End of the story… Wait, no, py.test
is awesome remember? So there must be a solution!
Parametrization
One of the cool features of py.test
is the ability to add parameters on our tests or fixtures, so that a test is ran once for each parameter (from py.test doc):
# content of test_expectation.py
import pytest
@pytest.mark.parametrize("input,expected", [
("3+5", 8),
("2+4", 6),
("6*9", 42),
])
def test_eval(input, expected):
assert eval(input) == expected
$ py.test
=========================== test session starts ============================
platform linux -- Python 3.4.0 -- py-1.4.26 -- pytest-2.6.4
collected 3 items
test_expectation.py ..F
================================= FAILURES =================================
____________________________ test_eval[6*9-42] _____________________________
input = '6*9', expected = 42
@pytest.mark.parametrize("input,expected", [
("3+5", 8),
("2+4", 6),
("6*9", 42),
])
def test_eval(input, expected):
> assert eval(input) == expected
E assert 54 == 42
E + where 54 = eval('6*9')
test_expectation.py:8: AssertionError
==================== 1 failed, 2 passed in 0.01 seconds ====================
So here our test_eval
function has been called three times. Once for each parameter. Great! But what if you want your parameters to come from another file, or from a function. In other words, what if you want to dynamically parametrize your function?
Hooks at the rescue
Hooks allow you to plug code into py.test
at diffent stages of the test run. The hook that can be useful for us is pytest_generate_tests
that will allow to generate several calls to the same test function, but with different arguments (from py.test doc):
# content of test_example.py
def pytest_generate_tests(metafunc):
if "numiter" in metafunc.funcargnames:
metafunc.parametrize("numiter", range(10))
def test_func(numiter):
assert numiter < 9
$ py.test test_example.py
=========================== test session starts ============================
platform linux2 -- Python 2.7.1 -- pytest-2.2.4
collecting ... collected 10 items
test_example.py .........F
================================= FAILURES =================================
_______________________________ test_func[9] _______________________________
numiter = 9
def test_func(numiter):
> assert numiter < 9
E assert 9 < 9
test_example.py:6: AssertionError
==================== 1 failed, 9 passed in 0.02 seconds ====================
Great, so the last things to do is:
- Detect functions that make use of a fixture whose name starts with
data_
- Load the corresponding file or resource for the test source
- Parametrize the function with each of the data
For example, here is what you can do:
def pytest_generate_tests(metafunc):
""" This allows us to load tests from external files by
parametrizing tests with each test case found in a data_X
file """
for fixture in metafunc.fixturenames:
if fixture.startswith('data_'):
# Load associated test data
tests = load_tests(fixture)
metafunc.parametrize(fixture, tests)
Here, the load_tests
function takes as argument the name of the fixture data_X
and will:
- Load the corresponding file
- Extract the different test-cases
- Return a list of all the cases
For example, if your tests are stored in a Python file:
import importlib
def load_tests(name):
# Load module which contains test data
tests_module = importlib.import_module(name)

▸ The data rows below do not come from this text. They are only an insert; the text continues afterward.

PR #749, opened 2025-01-21
Fix unset-var bug in 'verify_all.sh' script

gerlowskija:
A variable 'artifact' was being referenced outside of the for-in loop that created it.

### DIFF
--- a/hack/release/smoke_test/verify_all.sh
+++ b/hack/release/smoke_test/verify_all.sh
@@ -112,12 +112,11 @@ echo "Download all artifacts and verify signatures"
           gpg --verify "${artifact}.asc" "${artifact}" \
             || { echo "Invalid signature for ${artifact}. Aborting!"; exit 1; }
         fi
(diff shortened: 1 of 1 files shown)


janhoy:
Checked out the PR branch and re-ran the smoke tester. It now gets past the previous error!

janhoy (approved):

HoustonPutman:
Bizzare that this didn't happen before. I also ran into this when running the smoke tester. Let's merge this after the release. Unfortunately we can't commit to the `release-0.9` branch until after a success/failure of the RC.

janhoy:
> Bizzare that this didn't happen before. I also ran into this when running the smoke tester. Let's merge this after the release. Unfortunately we can't commit to the `release-0.9` branch until after a success/failure of the RC.

Ah, ok. So a workaround for those who want to vote is checking out your PR branch or applying https://patch-diff.githubusercontent.com/raw/apache/solr-operator/pull/749.patch

gerlowskija:
Thanks all for the review - sorry you hit this Jan!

# Tests are to be found in the variable `tests` of the module
for test in tests_module.tests.iteritems():
yield test
The data file (data_my_feature.py
) could look something like:
tests = [
1,
2,
3,
4,
5,
6,
7,
8,
9
]
The test function will then be invoked for each case.
def test_feature(data_my_feature):
assert data_my_feature < 5
Conclusion
Here it’s not really interesting, but the benefits are numerous:
- storing your data in a database, or in yaml/json formatted files, or whatever
- other people can add tests to your project, without having to dig into the code
- provide a common format to define tests in external files
- reuse the same data for several tests
- the data is not hard-coded in Python source-code
TL;DR: py.test
is awesome. Make tests. Get data for your tests from external sources.